* [Entries supplied]:
-.-.-
PR #2109, opened 2024-02-28
[WIP] Convert BsDropdown to TypeScript

jelhan:
Converts `<BsDropdown>` and its sub-components to TypeScript.

PR #2110, opened 2024-02-28
Dropdown should not add .btn-group class

jelhan:
`<BsDropdown>` used the `.btn-group` in some cases on the wrapping `<div>` element. But this should be fully controlled by the consumer.

Per Bootstrap docs:

> Wrap the dropdown’s toggle (your button or link) and the dropdown menu within `.dropdown`, or another element that declares `position: relative;`.
>
> https://getbootstrap.com/docs/5.3/components/dropdowns/#examples and https://getbootstrap.com/docs/4.6/components/dropdowns/#examples

Having the `.dropdown` class always fulfills the requirement, while consumer can add `.btn-group` or similar classes _additionally_.

The `.btn-group` class was added if

1. a `<button>` element was used as toggle and
2. the `<button>` was _not_ rendered in block mode.

This seems to be a leftover from BS3 support. For BS3 a `.btn-group` was required in this case:

> Use any button to trigger a dropdown menu by placing it within a `.btn-group` and providing the proper menu markup.
>
> https://getbootstrap.com/docs/3.4/components/#btn-dropdowns

I run into it when refactoring how `<BsDropdown::Button>` extends `<BsButton>` as preparation work for #2109.

This change _may_ break some apps, which rely on Ember Bootstrap adding the `.btn-group` class in that case. Not sure how likely it is that an app relies on 1) the difference between `.dropdown` and `.btn-group` _and_ 2) Ember Bootstrap adding the `.btn-group` class implicitly. I feel we should consider it a bug fix as Ember Bootstrap does not render the _expected_ markup for BS4 and BS5.

### DIFF
--- a/test-app/tests/integration/components/bs-dropdown-test.js
+++ b/test-app/tests/integration/components/bs-dropdown-test.js
@@ -50,35 +50,14 @@ module('Integration | Component | bs-dropdown', function (hooks) {
     assert.dom(dropleftClass).exists('has dropleft class');
   });
 
-  test('dropdown container with dropdown button has btn-group class', async function (assert) {
+  test('supports setting btn-group class', async function (assert) {
     await render(
-      hbs`<BsDropdown as |dd|><dd.button>Dropdown
+      hbs`<BsDropdown class='btn-group' as |dd|><dd.button>Dropdown
     <span class='caret'></span></dd.button><dd.menu><li><a
         href='#'
       >Something</a></li></dd.menu></BsDropdown>`,
     );
     assert.dom('.btn-group').exists('has btn-group class');
-  });
-
-  test('dropdown container with block dropdown button has dropdown class', async function (assert) {
-    await render(
-      hbs`<BsDropdown as |dd|><dd.button @block={{true}}>Dropdown
-    <span class='caret'></span></dd.button><dd.menu><li><a
-        href='#'
-      >Something</a></li></dd.menu></BsDropdown>`,
-    );
-    assert.dom('.dropdown').exists('has dropdown class');
-  });
-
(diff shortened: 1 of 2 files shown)


jelhan:
@SanderKnauff Do you have time reviewing this one as you recently working on the dropdown?

test-app/tests/integration/components/bs-dropdown-test.js
```diff
@@ -50,35 +50,14 @@ module('Integration | Component | bs-dropdown', function (hooks) {
...
     await render(
-      hbs`<BsDropdown as |dd|><dd.button>Dropdown
-    <span class='caret'></span></dd.button><dd.menu><li><a
-        href='#'
-      >Something</a></li></dd.menu></BsDropdown>`,
-    );
-    assert.dom('.btn-group').exists('has btn-group class');
-  });
-
-  test('dropdown container with block dropdown button has dropdown class', async function (assert) {
```
SanderKnauff, line 63: Is there a reason for removing the dropdown and dropup tests? According to the jsdoc of `bs-dropdown containerClass`, they should still be supported

SanderKnauff (changes requested):
I'm only unsure of the removal of the tests, but besides that it looks fine!

test-app/tests/integration/components/bs-dropdown-test.js
jelhan: The tests were asserting that `.btn-group` CSS class is used in some cases instead of `.dropdown`. That logic is removed in the PR. It is now using `.dropdown` CSS class only. `.btn-group` is not used in any case anymore.

There is another test (`dropdown container has dropdown class`), which covers that the markup is as expected.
-.-.-
* [Task to carry out]:
Output all of the material exactly as written.

* [Answer for the task]:
PR #2109, opened 2024-02-28
[WIP] Convert BsDropdown to TypeScript

jelhan:
Converts `<BsDropdown>` and its sub-components to TypeScript.

PR #2110, opened 2024-02-28
Dropdown should not add .btn-group class

jelhan:
`<BsDropdown>` used the `.btn-group` in some cases on the wrapping `<div>` element. But this should be fully controlled by the consumer.

Per Bootstrap docs:

> Wrap the dropdown’s toggle (your button or link) and the dropdown menu within `.dropdown`, or another element that declares `position: relative;`.
>
> https://getbootstrap.com/docs/5.3/components/dropdowns/#examples and https://getbootstrap.com/docs/4.6/components/dropdowns/#examples

Having the `.dropdown` class always fulfills the requirement, while consumer can add `.btn-group` or similar classes _additionally_.

The `.btn-group` class was added if

1. a `<button>` element was used as toggle and
2. the `<button>` was _not_ rendered in block mode.

This seems to be a leftover from BS3 support. For BS3 a `.btn-group` was required in this case:

> Use any button to trigger a dropdown menu by placing it within a `.btn-group` and providing the proper menu markup.
>
> https://getbootstrap.com/docs/3.4/components/#btn-dropdowns

I run into it when refactoring how `<BsDropdown::Button>` extends `<BsButton>` as preparation work for #2109.

This change _may_ break some apps, which rely on Ember Bootstrap adding the `.btn-group` class in that case. Not sure how likely it is that an app relies on 1) the difference between `.dropdown` and `.btn-group` _and_ 2) Ember Bootstrap adding the `.btn-group` class implicitly. I feel we should consider it a bug fix as Ember Bootstrap does not render the _expected_ markup for BS4 and BS5.

### DIFF
--- a/test-app/tests/integration/components/bs-dropdown-test.js
+++ b/test-app/tests/integration/components/bs-dropdown-test.js
@@ -50,35 +50,14 @@ module('Integration | Component | bs-dropdown', function (hooks) {
     assert.dom(dropleftClass).exists('has dropleft class');
   });
 
-  test('dropdown container with dropdown button has btn-group class', async function (assert) {
+  test('supports setting btn-group class', async function (assert) {
     await render(
-      hbs`<BsDropdown as |dd|><dd.button>Dropdown
+      hbs`<BsDropdown class='btn-group' as |dd|><dd.button>Dropdown
     <span class='caret'></span></dd.button><dd.menu><li><a
         href='#'
       >Something</a></li></dd.menu></BsDropdown>`,
     );
     assert.dom('.btn-group').exists('has btn-group class');
-  });
-
-  test('dropdown container with block dropdown button has dropdown class', async function (assert) {
-    await render(
-      hbs`<BsDropdown as |dd|><dd.button @block={{true}}>Dropdown
-    <span class='caret'></span></dd.button><dd.menu><li><a
-        href='#'
-      >Something</a></li></dd.menu></BsDropdown>`,
-    );
-    assert.dom('.dropdown').exists('has dropdown class');
-  });
-
(diff shortened: 1 of 2 files shown)


jelhan:
@SanderKnauff Do you have time reviewing this one as you recently working on the dropdown?

test-app/tests/integration/components/bs-dropdown-test.js
```diff
@@ -50,35 +50,14 @@ module('Integration | Component | bs-dropdown', function (hooks) {
...
     await render(
-      hbs`<BsDropdown as |dd|><dd.button>Dropdown
-    <span class='caret'></span></dd.button><dd.menu><li><a
-        href='#'
-      >Something</a></li></dd.menu></BsDropdown>`,
-    );
-    assert.dom('.btn-group').exists('has btn-group class');
-  });
-
-  test('dropdown container with block dropdown button has dropdown class', async function (assert) {
```
SanderKnauff, line 63: Is there a reason for removing the dropdown and dropup tests? According to the jsdoc of `bs-dropdown containerClass`, they should still be supported

SanderKnauff (changes requested):
I'm only unsure of the removal of the tests, but besides that it looks fine!

test-app/tests/integration/components/bs-dropdown-test.js
jelhan: The tests were asserting that `.btn-group` CSS class is used in some cases instead of `.dropdown`. That logic is removed in the PR. It is now using `.dropdown` CSS class only. `.btn-group` is not used in any case anymore.

There is another test (`dropdown container has dropdown class`), which covers that the markup is as expected.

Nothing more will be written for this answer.